(Stored data)

PR #2298, opened 2021-06-22
Support contacts member type

skjnldsv:
To reproduce:
1. Add a member type contacts from occ
   `occ circles:mem:add ADgqG5w9ixrAUh3 'admin/contacts/9788480a-d95f-45b6-bd8d-b0989563938c'`
   format is `USER/ADDRESSBOOK/UID`
2. Open the circle on contacts
3. See a red error

This fixes the display, but we still cannot add contacts through the UI for now.
Needs to be addressed later (either add a new `SHARE_TYPE_CONTACT`, or find something else)

### DIFF
--- a/src/components/MemberList.vue
+++ b/src/components/MemberList.vue
@@ -151,11 +151,15 @@ export default {
 				.map(type => parseInt(type, 10))
 				// Map populated types to the group entry
 				.map(type => CIRCLES_MEMBER_GROUPING.find(group => group.type === type))
+				// Removed undefined group
+				.filter(group => group !== undefined)
 				// Injecting headings
-				.map(group => [{
-					heading: true,
-					...group,
-				}, ...(this.groupedList[group.type] || [])])
+				.map(group => {
+					return [{
+						heading: true,
+						...group,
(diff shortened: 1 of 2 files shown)


src/components/MemberList.vue
```diff
@@ -151,11 +151,16 @@ export default {
...
 				.map(type => CIRCLES_MEMBER_GROUPING.find(group => group.type === type))
+				// Removed undefined group
+				.filter(group => group !== undefined)
 				// Injecting headings
-				.map(group => [{
-					heading: true,
-					...group,
-				}, ...(this.groupedList[group.type] || [])])
+				.map(group => {
+					console.info(group)
```
ChristophWurst, line 158: leftover or intended to stay in production code?

ArtificialOwl:
Result is fine for me, haven't check the code

image

ArtificialOwl (approved):

src/components/MemberList.vue
skjnldsv: :roll_eyes: Thank you!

(End Stored data)

Find the lines in the entries above where "ArtificialOwl" occurs, and copy each of them.

ArtificialOwl:
ArtificialOwl (approved):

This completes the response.